Sa mort élève Cobain au rang de martyr du rock; d’une icône prête à l’emploi pour toute une jeunesse désenchantée.
D’un naturel introspectif, il est de plus en plus effrayé par son statut de superstar et réagit de la seule manière qu’il connaisse: se couper du monde pour devenir ensuite accro à l’héroïne. Il tombe alors amoureux de Courtney Love, starlette notoire ayant des velléités d’actrice, et musicienne en marge de la scène rock alternative américaine. Le couple se marie début 1992 et Love accouche le même été d’une petite Frances Bean. Cobain espère que ses nouvelles responsabilités vont le forcer à arrêter la drogue, mais en vain. 1993, Nirvana enregistre un nouvel album, In Utero, mais cette année est marquée par les nombreuses disputes entre Cobain et Love qui nécessiteront souvent l’intervention de la police. Début 1994, le leader de Nirvana fait une overdose de somnifères dans une chambre d’hôtel italienne tandis que Love dort à ses côtés. Il passera quarante-huit heures dans le coma. De retour à Seattle, Cobain disparaît pendant une semaine et Love fait appel à un détective privé pour le pister. Il est finalement retrouvé seul dans sa grande maison sur les hauteurs de Seattle: son attirail de junkie à côté de lui, une lettre d’adieux griffonnée, un pistolet entre les mains et des bouts de cervelle sur le mur.

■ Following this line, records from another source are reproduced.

PR #2089, opened 2026-07-16
fix(typia): classify promised return types semantically

samchon:
## Intent

Replace name-based Promise recognition in the native transformer with compiler-semantic promised-type classification so generated functional wrappers and reflected metadata agree with TypeScript's public Promise contract.

Closes #2080.

## Scope

- classify built-in Promise returns, derived classes and interfaces, and branded Promise intersections by semantic awaited-type resolution;
- reject shadowed non-thenable types that merely carry the name `Promise`;
- use one shared classification path for functional wrapper generation and reflected function metadata;
- preserve receiver behavior merged in #2072;
- cover direct and factory functional families, fulfilled-value validation, invalid-parameter Promise shape, rejection propagation, reflection, LLM/JSON/controller consumers, and generated output;
- reserve `typia` version 13.1.9 after the preceding native release sequence through 13.1.8 is integrated.

## Deferred coordination

This branch is initially based on `ed1b565cedaa772927bafbb8a4dea781b94fe62d`. It must not become ready or merge until PRs #2071, #2075, #2074, #2077, and #2068 are merged sequentially and this branch is semantically rebased onto that resulting master.

## Verification

Pending tests-first implementation. Planned verification covers focused native/public Go tests, functional runtime matrices, reflected metadata, JSON/LLM/controller consumers, package build, and the broader repository suite required after the final semantic rebase.

Campaign CI is deliberately cancelled per exact pushed SHA. Local verification and solo Self-Review are the merge gates.

PR #2096, opened 2026-07-16
fix(typia): make native checks and failed builds atomic

### LINKED ISSUE #2079: Native check mode skips typia diagnostics and failed builds publish artifacts
## Problem

The native `ttsc-typia` host does not run typia's transformer when `check` or `--noEmit` is requested, so source files with typia transform errors can pass analysis with exit code 0. In emitting builds, the same transform diagnostics are evaluated only after JavaScript and the optional manifest have already been written, leaving failed-build artifacts that can be packaged or executed.

## Evidence

On current `master` at `1cda8afc4e7795abc92e285212d128e942049410`, `packages/typia/native/cmd/ttsc-typia/main.go` maps `check` to `runBuild(... --noEmit)`. `build.go` computes `shouldEmit` from `NoEmit` and invokes `prog.EmitWithPluginTransformers(...)` only inside `if shouldEmit`. The typia transformer and its `AddDiagnostic` callback therefore never execute for no-emit analysis, `transformDiags` remains empty, and `runBuild` returns 0 after TypeScript-only diagnostics pass.

The emitting path calls `driver.DefaultWriteFile` for each output as the transformer runs, writes the manifest after emit, and checks `len(transformDiags)` only afterward. `packages/typia/native/transform/FileTransformer.go` catches an expected `TransformerError`, records a diagnostic, and returns no replacement node; traversal then retains the original source node. A failed transform can therefore leave JavaScript containing an untransformed typia runtime stub, and the manifest advertises that file before the command exits 3.

History traces the no-emit host to #1816/#1831 and transform diagnostic collection to the later native integration. Existing diagnostic tests assert stderr/status for emit mode and TypeScript semantic diagnostics, but do not require typia diagnostics during `check` or prove that a failed build leaves output and manifest paths untouched. Open and closed issue/PR searches found #1972/#1975 for preserving native diagnostic detail and #2059/#2064 for a separate playground consumer, but no issue covering this host-level no-emit/transactionality defect.

## Consequence surface

- `ttsc-typia check`, `--noEmit`, and tsconfig-driven no-emit validation can report success without validating any typia call.
- Editors, CI jobs, and package scripts that use check-only analysis receive false-green results.
- Emitting builds can leave stale or newly written JavaScript from a command that reports transform failure.
- Optional manifests can describe outputs from a failed transform and feed downstream packaging or cleanup logic.
- Multi-file projects can mix valid transformed files with invalid untransformed stubs before the final nonzero exit.

## Approach

Give analysis and emit a shared typia-diagnostic phase. No-emit mode must traverse every relevant source through the transformer without writing files. Emitting mode must not publish outputs or a manifest until typia diagnostics are known clean; buffer writes or use another transactional strategy that preserves existing files on failure.

- A project with a TypeScript-clean but typia-invalid call makes `check`, explicit `--noEmit`, and tsconfig `noEmit` exit nonzero with the same source location/code/message as emit mode.
- No-emit validation writes no JavaScript, declarations, source maps, build info, or manifest.
- An emit project containing one valid and one typia-invalid source leaves every pre-existing output byte-identical and creates no new output or manifest entries.
- A clean multi-file project emits and manifests the same files as before.
- Subprocess tests cover direct `runBuild`, the public command dispatch, quiet/verbose output, and both explicit and config-owned no-emit.
- Native Go tests, public Go tests, typia build, and the relevant ttsc integration suites pass.
- Because native Go source changes, the typia package version advances in the implementation PR.

## Coordination

This is distinct from #1972/#1975, which preserve native diagnostic detail, and #2059/#2064, which fixed the website playground's treatment of a transform subprocess. This issue owns the native host's validation and artifact-commit semantics for every caller.

samchon:
## Summary

- run typia transform diagnostics in native check and explicit/configured no-emit modes
- make emitted JavaScript, declarations, maps, build info, and manifests transactional with respect to transform failures
- preserve pre-existing outputs byte-for-byte when a multi-file transform fails

This draft currently contains only the campaign claim commit. Tests-first implementation, full native/public verification, and solo Self-Review follow after the serialized native landing prerequisites.

Closes #2079

### DIFF
--- a/packages/typia/native/cmd/ttsc-typia/build.go
+++ b/packages/typia/native/cmd/ttsc-typia/build.go
@@ -55,26 +55,50 @@ func runBuild(args []string) int {
       return 2
     }
   }
-  prog, diags, err := driver.LoadProgram(cwd, *tsconfigPath, driver.LoadProgramOptions{
+  loadProgram := func(options driver.LoadProgramOptions) (*driver.Program, int) {
+    prog, diags, err := driver.LoadProgram(cwd, *tsconfigPath, options)
+    if err != nil {
+      fmt.Fprintf(stderr, "ttsc-typia build: %v\n", err)
+      return nil, 2
+    }
+    if len(diags) > 0 {
+      if prog != nil {
+        prog.Close()
+      }
+      driver.WritePrettyDiagnostics(stderr, diags, cwd)
+      return nil, 2
+    }
+    if diags := prog.Diagnostics(); len(diags) > 0 {
+      prog.Close()
+      driver.WritePrettyDiagnostics(stderr, diags, cwd)
+      return nil, 2
+    }
+    return prog, 0
+  }
+  prog, code := loadProgram(driver.LoadProgramOptions{
     ForceEmit:   *emit,
     ForceNoEmit: *noEmit,
     OutDir:      *outDir,
   })
-  if err != nil {
-    fmt.Fprintf(stderr, "ttsc-typia build: %v\n", err)
-    return 2
+  if code != 0 {
+    return code
   }
-  if len(diags) > 0 {
-    driver.WritePrettyDiagnostics(stderr, diags, cwd)
-    return 2
+  shouldEmit := !prog.ParsedConfig.ParsedConfig.CompilerOptions.NoEmit.IsTrue()
+  if !shouldEmit {
+    // The plugin transformer is part of tsgo's emit pipeline. Reload with emit
+    // enabled so check/noEmit traverses the exact same source set, then discard
+    // every generated output below.
+    prog.Close()
+    prog, code = loadProgram(driver.LoadProgramOptions{
+      ForceEmit: true,
+      OutDir:    *outDir,
+    })
+    if code != 0 {
+      return code
+    }
   }
   defer prog.Close()
-  if diags := prog.Diagnostics(); len(diags) > 0 {
-    driver.WritePrettyDiagnostics(stderr, diags, cwd)
-    return 2
-  }
 
-  shouldEmit := !prog.ParsedConfig.ParsedConfig.CompilerOptions.NoEmit.IsTrue()
   transformDiags := []typiaTransformDiagnostic{}
   pluginOptions := readTypiaPluginOptions(cwd, *tsconfigPath)
   transformOptions := pluginOptions.TransformOptions()
@@ -96,19 +120,33 @@ func runBuild(args []string) int {
   if !*quiet {
     fmt.Fprintf(stdout, "// ttsc-typia build: tsconfig=%s cwd=%s emit=%v rewrite=%s\n", *tsconfigPath, cwd, shouldEmit, *rewriteMode)
   }
-  if shouldEmit {
-    emitted := []string{}
-    writeFile := shimcompiler.WriteFile(func(fileName, text string, data *shimcompiler.WriteFileData) error {
+  emitted := []string{}
+  pending := []buildPendingOutput{}
+  writeFile := shimcompiler.WriteFile(func(fileName, text string, data *shimcompiler.WriteFileData) error {
+    if shouldEmit {
       emitted = append(emitted, fileName)
-      return driver.DefaultWriteFile(fileName, text)
-    })
-    eDiags, err := prog.EmitWithPluginTransformers([]driver.PluginTransform{typiaTransform}, writeFile)
-    if err != nil {
-      fmt.Fprintf(stderr, "ttsc-typia build: emit failed: %v\n", err)
-      return 3
+      pending = append(pending, buildPendingOutput{FileName: fileName, Text: text})
     }
-    for _, d := range eDiags {
-      fmt.Fprintln(stderr, "  -", d.String())
+    return nil
+  })
+  eDiags, err := prog.EmitWithPluginTransformers([]driver.PluginTransform{typiaTransform}, writeFile)
+  if err != nil {
+    fmt.Fprintf(stderr, "ttsc-typia build: emit failed: %v\n", err)
+    return 3
+  }
+  for _, d := range eDiags {
+    fmt.Fprintln(stderr, "  -", d.String())
+  }
+  if len(transformDiags) > 0 {
+    writeTypiaTransformDiagnostics(stderr, transformDiags, cwd)
+    return 3
+  }
+  if shouldEmit {
+    for _, output := range pending {
+      if err := driver.DefaultWriteFile(output.FileName, output.Text); err != nil {
+        fmt.Fprintf(stderr, "ttsc-typia build: emit write failed: %v\n", err)
+        return 3
+      }
     }
     if !*quiet {
       fmt.Fprintf(stdout, "// ttsc-typia build: emitted=%d files\n", len(emitted))
@@ -136,11 +174,12 @@ func runBuild(args []string) int {
       }
     }
   }
-  if len(transformDiags) > 0 {
-    writeTypiaTransformDiagnostics(stderr, transformDiags, cwd)
-    return 3
-  }
   return 0
+}
+
+type buildPendingOutput struct {
+  FileName string
+  Text     string
 }
 
 type typiaTransformDiagnostic struct {
--- a/packages/typia/native/cmd/ttsc-typia/build.go
+++ b/packages/typia/native/cmd/ttsc-typia/build.go
@@ -55,7 +55,7 @@ func runBuild(args []string) int {
       return 2
     }
   }
-  loadProgram := func(options driver.LoadProgramOptions) (*driver.Program, int) {
+  loadProgram := func(options driver.LoadProgramOptions, diagnose bool) (*driver.Program, int) {
     prog, diags, err := driver.LoadProgram(cwd, *tsconfigPath, options)
     if err != nil {
       fmt.Fprintf(stderr, "ttsc-typia build: %v\n", err)
@@ -68,10 +68,12 @@ func runBuild(args []string) int {
       driver.WritePrettyDiagnostics(stderr, diags, cwd)
       return nil, 2
     }
-    if diags := prog.Diagnostics(); len(diags) > 0 {
-      prog.Close()
-      driver.WritePrettyDiagnostics(stderr, diags, cwd)
-      return nil, 2
+    if diagnose {
+      if diags := prog.Diagnostics(); len(diags) > 0 {
+        prog.Close()
+        driver.WritePrettyDiagnostics(stderr, diags, cwd)
+        return nil, 2
+      }
     }
     return prog, 0
   }
@@ -79,7 +81,7 @@ func runBuild(args []string) int {
     ForceEmit:   *emit,
     ForceNoEmit: *noEmit,
     OutDir:      *outDir,
-  })
+  }, true)
   if code != 0 {
     return code
   }
@@ -87,12 +89,14 @@ func runBuild(args []string) int {
   if !shouldEmit {
     // The plugin transformer is part of tsgo's emit pipeline. Reload with emit
     // enabled so check/noEmit traverses the exact same source set, then discard
-    // every generated output below.
+    // every generated output below. The original program already proved the
+    // project's diagnostics; diagnosing the private reload would reject valid
+    // analysis-only options such as allowImportingTsExtensions.
     prog.Close()
     prog, code = loadProgram(driver.LoadProgramOptions{
       ForceEmit: true,
       OutDir:    *outDir,
-    })
+    }, false)
     if code != 0 {
       return code
     }
--- a/packages/typia/native/cmd/ttsc-typia/build_no_emit_preserves_analysis_options_test.go
+++ b/packages/typia/native/cmd/ttsc-typia/build_no_emit_preserves_analysis_options_test.go
@@ -53,6 +53,9 @@ export const isValue = (input: unknown): input is { value: number } =>
   if code != 0 {
     t.Fatalf("valid analysis-only project failed with code %d\nstdout=%s\nstderr=%s", code, out, errText)
   }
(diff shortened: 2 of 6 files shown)


samchon:
## Self-Review round 1 ? finding

**Medium ? the clean multi-file commit-path test does not prove that every source output survives buffering.**

`TestBuildTransactionalEmitPublishesCleanProject` currently requires only that the manifest contains at least one `.js`, `.js.map`, `.d.ts`, and `.d.ts.map`. It would still pass if one of the two source files were silently dropped, so it does not fully pin the issue acceptance criterion that a clean multi-file project emits and manifests the same files as before.

Remediation: compare the manifest, relative to the project root, against the exact eight expected outputs for both source files; continue requiring every advertised path to exist and the JavaScript transform stubs to be removed. Then rerun the focused regression tests and the command package before restarting the full review.

samchon:
## Self-Review round 2 ? clean

Restarted the review from the full four-file PR diff after the round-1 test remediation.

No further sound correctness, compatibility, diagnostic, artifact-publication, or test-adequacy finding remains in the current draft:

- check, explicit `--noEmit`, and config-owned `noEmit` all force an authoritative transform traversal while discarding every compiler output;
- emitting builds retain all compiler outputs in memory until typia diagnostics are known clean;
- transform failures preserve seeded output and manifest trees byte-for-byte;
- the clean two-source path now pins the exact eight JavaScript/declaration/map outputs, verifies every manifest path exists, and verifies emitted JavaScript contains no runtime typia stub;
- manifest publication remains after output commit and is skipped for no-emit/transform-failure paths;
- the standalone native host has no matching public documentation surface that requires an update for this corrective behavior.

Verification on the implementation head:

- focused no-emit/failure/success regressions: PASS;
- full `ttsc-typia` command package: PASS;
- full native Go tree: PASS;
- full public Go tree: PASS;
- `pnpm --filter typia build`: PASS;
- targeted Go formatting and `git diff --check`: PASS;
- exact-SHA cancellation gate: all six late-arriving Actions runs cancelled and read back completed.

The PR intentionally remains draft. Final readiness still requires rebasing onto the serialized native landing chain, assigning the reserved typia package version, rerunning the full gates, and performing a fresh post-rebase Self-Review.

samchon:
Pre-landing consequence review found and remediated one no-emit boundary before the serialized version rebase. A project may legally combine \
oEmit\ with \llowImportingTsExtensions\. The private emit-enabled reload needed to reach typia's transformer was being diagnosed as though the user requested emit, producing artificial TS5096 after the original no-emit program had already passed.\n\nRemediation at \afaf77b9f8b7149b2694f7d0af3433ab513ff61\ diagnoses the user-configured program once and treats the emit-enabled reload only as a discarded transform traversal. The new independent regression failed before the fix with TS5096 and now passes.\n\nVerified locally:\n- \go -C packages/typia/test test ../native/cmd/ttsc-typia -run 'TestBuild(NoEmitReportsTransformDiagnostics|NoEmitPreservesAnalysisOnlyOptions|TransactionalEmitPublishesCleanProject|TransformFailurePreservesArtifacts)$' -count=1\\n- exact-SHA campaign gate: six runs observed and cancelled, then two quiet polls\n\nThe final fresh whole-diff Self-Review and full gates remain pending until #2068 -> #2089 -> #2084 -> #2090 lands and this branch receives its actual final typia version.

samchon:
## Self-Review round 3 — clean on the declared surface, with one out-of-scope defect referred to the lead

Round 2 declared clean, but the analysis-only compiler-option remediation (`bafaf77b9f` → `1c00aa5064`) landed afterwards, so the Review Law required a fresh complete round over the current head. This is that round: a from-scratch pass over the whole five-file `origin/master...HEAD` diff at `1c00aa5064` (merge-base `98f552144c`; `build.go` has not moved on master since, so the diff is semantically current).

### Verdict on the #2079 surface

No finding survives verification. Three candidates were raised and killed or accepted on evidence, and the round applied no edit — the branch is byte-identical to `1c00aa5064`.

### Candidate 1 — build-info leak on a failing *incremental* emit — DISPROVEN

The issue names build info explicitly, and `buildAtomicityProject` sets no `incremental`, so the emit-failure tests cannot detect a `.tsbuildinfo` leak. I built the branch binary and ran a failing emit with `"incremental": true` + `"tsBuildInfoFile": "cache.tsbuildinfo"`:

```
exit=3, files remaining: tsconfig.json only
tsbuildinfo present? NO
```

The clean incremental build then emitted **exactly the same 8 outputs and still no build info**. This host never produces build info through `writeFile` at all, so adding `incremental` to the fixture would assert a condition the compiler cannot violate — fake coverage. Candidate dropped; **no test change made**.

### Candidate 2 — check now type-checks twice — VERIFIED TRADEOFF, no change

The no-emit path deliberately reloads the program with emit enabled. Measured with both binaries against a real 181-file project (`tests/template`):

| binary | `check` elapsed | result |
| --- | --- | --- |
| master `22f00400b5` | 750–830 ms | exit 0 — **false green, no typia work done** |
| branch `1c00aa5064` | 1130–1375 ms | exit 0 — full typia traversal, wrote nothing |

~1.5x is the cost of performing the validation the command previously skipped. The cheaper alternative — flipping `NoEmit` on the already-checked program's shared `CompilerOptions` — mutates compiler state after checking and is not worth the risk. Keeping the explicit reload.

### Candidate 3 — partial publication if a write fails mid-commit — ACCEPTED RESIDUAL

If `driver.DefaultWriteFile` fails on output *N*, outputs `1..N-1` are already on disk. This is an I/O failure, not the transform-failure class #2079 owns, and the manifest is still withheld (`return 3` precedes manifest publication), so nothing advertises the partial tree. A true fix needs temp-file + rename with rollback — a separate design. Not expanding scope here.

### Regression tests are load-bearing (mutation-verified)

I did not take the green run on trust. Reverting only the `diagnose` flag on the private reload (`}, false)` → `}, true)`) makes `TestBuildNoEmitPreservesAnalysisOnlyOptions` fail with exactly the artificial diagnostic the fix exists to prevent:

```
build_no_emit_preserves_analysis_options_test.go:54: valid analysis-only project failed with code 2
  tsconfig.json:19:35 - error TS5096: Option 'allowImportingTsExtensions' can only be used
  when one of 'noEmit', 'emitDeclarationOnly', or 'rewriteRelativeImportExtensions' is set.
```

Mutation reverted; worktree clean.

### End-to-end atomicity proof (not a unit assertion)

Both halves of #2079 were reproduced out-of-process with real binaries built from master and from this branch, against a live project seeded with prior artifacts.

**Failed emit build** (`--emit --manifest`, one valid + one typia-invalid source), both exit 3:

| | master `22f00400b5` | branch `1c00aa5064` |
| --- | --- | --- |
| pre-existing `dist/valid.js` | **overwritten** (prior bytes destroyed) | byte-identical |
| new artifacts | **7 created** (`.js`/`.js.map`/`.d.ts`/`.d.ts.map` × 2) | none |
| `dist/invalid.js` | **leaked, containing `typia_1.default.is(input)`** — the untransformed runtime stub the issue predicted | absent |
| manifest | **rewritten to advertise all 8 outputs of the failed build** | still `["previous.js"]` |

**Check mode**, same project:

| | master | branch |
| --- | --- | --- |
| `ttsc-typia check` | **exit 0 — false green** | exit 3 |
| diagnostic | none | `src/invalid.ts:3:9 - error TS(typia.is): non-specified generic argument.` |

The branch leaves `dist/` and `artifacts/` byte-for-byte identical after a failed build. The invariant holds against the real filesystem, not only in-process.

### Out-of-scope defect found — same root cause, referred to the lead

The sibling single-file host in `transform.go` has the identical "publish before validating" defect and **this PR does not fix it**. Verified with the branch binary:

```
$ ttsc-typia transform --file src/invalid.ts --output ts --out out.ts
exit=0        stderr: (empty)
out.ts:  export function generic<T>(input: T): boolean {
           return typia.is<T>(input);   // untransformed stub, silently published
         }
```

`runTransformSingleJS` and the `--output ts` path call `writeSingleOutput` without ever consulting `transformDiags`, while `runTransformProject` correctly returns 3 with the diagnostic in its envelope. `defaultTransformOutput()` returns `"ts"`, so this is the **default** single-file behavior, reachable through `packages/typia/src/executable/generate/ttsc.ts` and mapped into the wasm host (`main_wasm.go` → `jsTransform`).

I am **not** fixing it in #2096, deliberately:

- #2079's acceptance criteria cover `check`/`--noEmit`/emit atomicity; `transform --file` is neither, even though the issue's "owns … validation and artifact-commit semantics for every caller" line arguably reaches it;
- flipping that path's exit code 0 → 3 changes a public CLI contract whose consumers (the ttsc transform stage, the playground wasm host) sit outside this batch's verified surface and outside the serialized native chain.

Recommending a separate campaign issue. The lead owns the batching call.

### Verification on `1c00aa5064`

| command | result |
| --- | --- |
| focused no-emit/failure/success/analysis-options matrix | PASS |
| `go -C packages/typia/test test ../native/cmd/ttsc-typia` (full command package) | PASS (41s) |
| `go -C packages/typia/test test ../native/...` (full native tree) | PASS |
| `go -C packages/typia/test test ./...` (full public tree) | PASS |
| `go vet` on the changed package | PASS |
| `git diff --check` | PASS |
| out-of-process before/after atomicity + check repro | PASS (table above) |
| mutation check on the analysis-options regression | PASS (fails without the fix) |

One native-tree run first died with `fatal error: runtime: cannot allocate memory` while **linking** a test binary under concurrent-agent contention; it passed cleanly on retry with `-p 2`. That was machine memory exhaustion, not a code failure.

The PR stays draft. Still outstanding and owned by the lead: rebase onto the completed native serial chain and assignment of the real typia package version (the branch still carries a stale `13.1.3`, and `packages/typia/package.json` is intentionally not in this diff).

samchon:
Final semantic rebase onto current `master`, version assignment, and clean Self-Review round.

## Rebase and version

Rebased from `98f552144c` onto `14ea77e03c` (#2090). All five commits replayed with **no conflict**: nothing merged since the old base touches `build.go`, confirming the handoff's read that the implementation was still semantically current. `transform.go` did move on master via #2100/#2109, but this branch does not touch it.

Version assigned as **`13.1.11`**, the next patch on master's `13.1.10` (#2084). The bump is mandatory here because the diff changes native Go, per the development skill's Change Integrity rule; it was deliberately withheld from the branch until this rebase so the serial chain could not strand a stale number. `git diff origin/master...HEAD -- packages/typia/package.json` is exactly one line and `git diff --check` is clean.

## Lead Self-Review (fresh, post-rebase, whole diff): clean

No findings, so no remediation commit followed. The two halves of #2079 are each fixed at their real cause rather than papered over:

1. **Check mode no longer skips typia diagnostics.** The root cause is structural: the plugin transformer runs inside tsgo's *emit* pipeline, so under `noEmit` it never executed and its diagnostics could not exist. The fix reloads the program with emit forced, then discards every generated output through the `writeFile` callback rather than suppressing the transform. Passing `diagnose: false` on that private reload is correct and load-bearing: the original program already proved the project's diagnostics, and diagnosing the reload would reject valid analysis-only options such as `allowImportingTsExtensions`. `TestBuildNoEmitPreservesAnalysisOnlyOptions` pins exactly that and fails with TS5096 if the flag is reverted.
2. **A failed build no longer publishes partial output.** `writeFile` now collects into `pending` instead of writing, and the `len(transformDiags) > 0` check moved from the end of the function to immediately after emit — so the failure path returns `3` before a single file or the manifest is written. Previously that check sat *after* both the writes and the manifest update, which is precisely why a failed build could leave seven artifacts and a manifest advertising them.

Program lifetime is sound across the new control flow: the reload closes the first program explicitly before replacing it, `loadProgram` closes on each of its own error paths, and the `defer prog.Close()` is registered only once the final program is settled, so there is no double close and no leak.

## Local verification on `fdd19f197a` (campaign CI is deliberately cancelled)

| Gate | Command | Result |
| --- | --- | --- |
| Focused atomicity matrix | `go -C packages/typia/test test -count=1 ../native/cmd/ttsc-typia` | ok, 86.0s |
| Vet, changed package | `go -C packages/typia/native vet ./cmd/ttsc-typia/` | clean |
| Public Go contract tree | `go -C packages/typia/test test ./...` | pass, 0 failures |

The out-of-process proof recorded earlier on this thread stands and was not invalidated by the rebase, since `build.go` is unchanged on master: built from `master` and from this branch against a live project seeded with prior artifacts, both exit 3, but master overwrote a pre-existing output, created seven new artifacts, leaked an untransformed stub, rewrote the manifest to advertise all eight outputs of the failed build, and then reported `check` as exit 0 — a false green. This branch preserves every prior byte, writes nothing, withholds the manifest, and reports the diagnostic.

## Accepted residual

If an I/O error strikes midway through draining `pending`, some outputs are already on disk. True all-or-nothing would need a temp-and-rename commit. The residual is accepted and bounded: the manifest is still withheld, so no consumer is told the failed build's outputs exist. Check-mode cost roughly doubles (measured 750ms → 1130ms on a real 181-file project), which is the price of running the validation it previously skipped.

## Deferred, with a published issue

Review surfaced that `transform.go`'s single-file host carries the **identical** root cause and is unfixed: `ttsc-typia transform --file src/invalid.ts --output ts` exits `0`, emits no diagnostic, and publishes the untransformed stub, while `runTransformProject` correctly returns `3`. It is now tracked as **#2117** and deliberately excluded here, because it falls outside #2079's acceptance criteria and flips a public CLI exit-code contract whose consumers — the ttsc transform stage and the playground wasm host — are outside this batch's verified surface. #2117 lands after this PR so both hosts tell one story.

`fdd19f197a` settled after three polls with all six runs `cancelled` and none racing to terminal: `29526363760`, `29526363831`, `29526363736`, `29526363733`, `29526363793`, `29526363724`. Record in `.wiki/typia-repository-2026-07/pr-2096-rebase-push-gate-fdd19f197a.json`. No run for any other SHA was touched.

“Je pensais que l’héroïne était cool car Keith Richards et Iggy Pop en avaient pris. Et puis je me suis rendu compte que ça devenait aussi ennuyeux que respirer.”
Sa mort élève Cobain au rang de martyr du rock; d’une icône prête à l’emploi pour toute une jeunesse désenchantée. Certes, il a appuyé sur la gâchette, mais ses fans préfèrent interpréter ce geste comme le dernier recours confus d’un jeune génie trop sensible pour supporter l’invasion constante des médias. Cobain ressemble à la victime parfaite, tel le Christ, ses yeux tristes et ses fripes symbolisant la pureté de son entreprise à ses fidèles dévoués. En réalité, il n’était qu’un individu parmi tant d’autres, absorbé par sa propre personne, persuadé que la célébrité viendrait comme par magie effacer un passé douloureux. Mais au bout du compte, celle-ci rendait les choses encore plus insupportables. De la même manière, sa dépendance à l’héroïne a été principalement motivée par son désir d’imiter ses idoles. “Je pensais que l’héroïne était cool car Keith Richards et Iggy Pop en avaient pris”, avouait-il en 1993, avant d’ajouter: “Et puis je me suis rendu compte que ça devenait aussi ennuyeux que respirer.”